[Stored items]
----

PR #2860, opened 2024-12-03
fix(ValidationMessage): use data-color instead of data-error

eirikbacker:
- Use `data-color` instead of `data-error`
- Set `danger` as default through CSS so it is easier to use in HTML/other frameworks
- Fixes https://designsystemet.slack.com/archives/C07K7NEKXEW/p1733217765654359

### DIFF
--- a/packages/react/src/components/ValidationMessage/ValidationMessage.tsx
+++ b/packages/react/src/components/ValidationMessage/ValidationMessage.tsx
@@ -8,8 +8,11 @@ import type { MergeRight } from '../../utilities';
 export type ValidationMessageProps = MergeRight<
   Omit<DefaultProps, 'data-color'> & HTMLAttributes<HTMLParagraphElement>,
   {
-    /** Toggle error color */
-    error?: boolean;
+    /**
+     * Sets color and icon.
+     * @default 'danger'
+     */
+    'data-color'?: 'danger' | 'success';
     /**
      * Change the default rendered element for the one passed as a child, merging their props and behavior.
      * @default false
@@ -22,16 +25,12 @@ export type ValidationMessageProps = MergeRight<
 export const ValidationMessage = forwardRef<
   HTMLParagraphElement,
   ValidationMessageProps
->(function ValidationMessage(
-  { className, asChild, error = true, ...rest },
-  ref,
-) {
+>(function ValidationMessage({ className, asChild, ...rest }, ref) {
   const Component = asChild ? Slot : 'div';
 
   return (
     <Component
       className={cl('ds-validation-message', className)}
-      data-error={error || undefined}
       data-field='validation'
       ref={ref}
       {...rest}
--- a/packages/css/src/validation-message.css
+++ b/packages/css/src/validation-message.css
@@ -7,7 +7,7 @@
   position: relative;
 
   /* Only render error icon if the ValidationMessage actually contains an error message */
-  &[data-error]:not(:empty) {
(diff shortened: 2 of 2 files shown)


packages/react/src/components/ValidationMessage/ValidationMessage.tsx
```diff
@@ -8,8 +8,11 @@ import type { MergeRight } from '../../utilities';
 export type ValidationMessageProps = MergeRight<
   Omit<DefaultProps, 'data-color'> & HTMLAttributes<HTMLParagraphElement>,
   {
-    /** Toggle error color */
-    error?: boolean;
+    /**
+     * Sets color and icon.
+     * @default 'danger'
+     */
+    'data-color'?: 'danger' | 'success';
```
mimarz, line 15: Maybe pick these colors from `SeverityColors` from `src/colors.ts`? So we make sure to use the same type for all severity colors :)

mimarz (changes requested):
Suggestion on type change and missing changset :)

Apart from that we probably have to sit down and figure how we want `ValidationMessage` to be used in our predefined components. `Checkbox` and `Radio` have `validation` props, while `Textfield` has `error` as props which pass a validation text to `ValidationMessage`. We can do this in a separate PR

packages/react/src/components/ValidationMessage/ValidationMessage.tsx
eirikbacker: I intentionally did not use those colors, as design have not given green light to add all the colors to ValidationMessage as mentioned in https://designsystemet.slack.com/archives/C07K7NEKXEW/p1733217765654359 :) Do you want to wait for design, or should we merge this first?

mimarz: I meant we could just `Pick<>` `success` and `danger` from that type.

mimarz: I didn't mean to use all the colors just "pick", `danger` and `success` from `SeverityColors`. Sorry for the confusing, its the [Extract](https://www.typescriptlang.org/docs/handbook/utility-types.html#extracttype-union) utility type, so `Extract<SeverityColors, 'success' | 'danger'>`

.changeset/eleven-rings-travel.md
```diff
@@ -0,0 +1,5 @@
+---
+"@digdir/designsystemet-react": major
```
mimarz, line 2: Was this intended to be `major`? Not sure how this will affect changeset versioning in prerelease mode 🤔

eirikbacker: Yes, we have done major every time there has been a breaking change already?

packages/react/src/components/ValidationMessage/ValidationMessage.tsx
eirikbacker: Ah! Good point :)

.changeset/eleven-rings-travel.md
mimarz: We actually haven't, since everything has been in development and not released to production. A major changset would for example bump the v1.0.0 to v2.0.0 if we were releasing outside of prelease mode. 

I am however curious to see what changeset does now and we should get in the habit of thinking proper about sem ver so lets test and see what happens :)

mimarz (approved):

PR #2, opened 2023-06-22
Bootstrap building

ncdc:


Dockerfile
```diff
@@ -0,0 +1,12 @@
+FROM registry.ci.openshift.org/ocp/builder:rhel-8-golang-1.20-openshift-4.14 AS builder
+WORKDIR /build
+COPY . .
+RUN mkdir -p bin && \
+    go build -o bin ./cmd/cluster-olm-operator
```
joelanford, line 5: Any reason not to use `make build` here?

grokspawn (approved):

Dockerfile
ncdc: No, I added make build after I wrote this 👍

joelanford (approved):

PR #8, opened 2023-06-26
Add initial CVO manifests

ncdc:


joelanford:
I can't remember where we landed. Are we waiting to add the `release.openshift.io/feature-set: TechPreviewNoUpgrade` annotation so that we can avoid the eventual TPNU conflict with platform operators and this repo fighting over rukpak?

Or are we going ahead with TPNU here and removing rukpak from PO?

ncdc:
Oh, yeah, I need to add them. What was our ordered list of operations for doing this and testing it?

assets/catalogd/02-customresourcedefinition-catalogmetadata.catalogd.operatorframework.io.yml
joelanford, line 1: This is an interesting one. This CRD is unused unless we set `--feature-gates=CatalogMetadataAPI=true` (which we are not doing).

I think it makes sense to go ahead and merge it to reduce complexity/moving parts, but post-4.14, it might make sense to figure out how to dynamically include manifests based on enabled feature gates (similar to what CVO does)

PR #18, opened 2023-06-29
Add rukpak

dtfranz:
Adds rukpak static and deployment controllers, as well as the manifests.

Co-authored by: @ncdc @joelanford


manifests/0000_51_olm_06_deployment.yaml
```diff
@@ -45,6 +45,8 @@ spec:
           value: quay.io/openshift/origin-olm-catalogd:latest
         - name: OPERATOR_CONTROLLER_IMAGE
           value: quay.io/openshift/origin-olm-operator-controller:latest
+        - name: RUKPAK_IMAGE
+          value: quay.io/openshift/origin-olm-rukpak:latest
```
joelanford, line 49: We also need to add an image reference for this image in this file: https://github.com/openshift/cluster-olm-operator/blob/main/manifests/image-references.pending

joelanford:
We also need to add the names of all clusterroles and roles that are in the rukpak manifests to this list: https://github.com/openshift/cluster-olm-operator/blob/dfc350ab1de570bd0d02e29dea4ed91e4eb98477/manifests/0000_51_olm_02_operator_clusterrole.yaml#L161-L169

manifests/0000_51_olm_06_deployment.yaml
ncdc: I have that in my PR #16. We can discuss the order and split up

manifests/0000_51_olm_02_operator_clusterrole.yaml
```diff
@@ -167,3 +167,8 @@ rules:
     - operator-controller-metrics-reader
     - operator-controller-proxy-role
     - operator-controller-leader-election-role
+    - bundle-reader
+    - bundle-uploader
+    - core-admin
+    - helm-provisioner-admin
```
joelanford, line 173: Fine for now, but in upstream, we should make sure these (and all rukpak install objects) are all prefixed with `rukpak-` IMO.

PR #26, opened 2023-07-13
Switch to getting operand manifests using init containers

ncdc:


ncdc:
It looks like this change worked despite the e2e job failing. The failure appears unrelated and I believe cluster-olm-operator worked with the init containers to copy the manifests.

/retest

dtfranz (approved):
/lgtm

----

# [Prompt]
Tally every line of the data that includes "with". Report the number and nothing more.

# [Result of this exercise]
4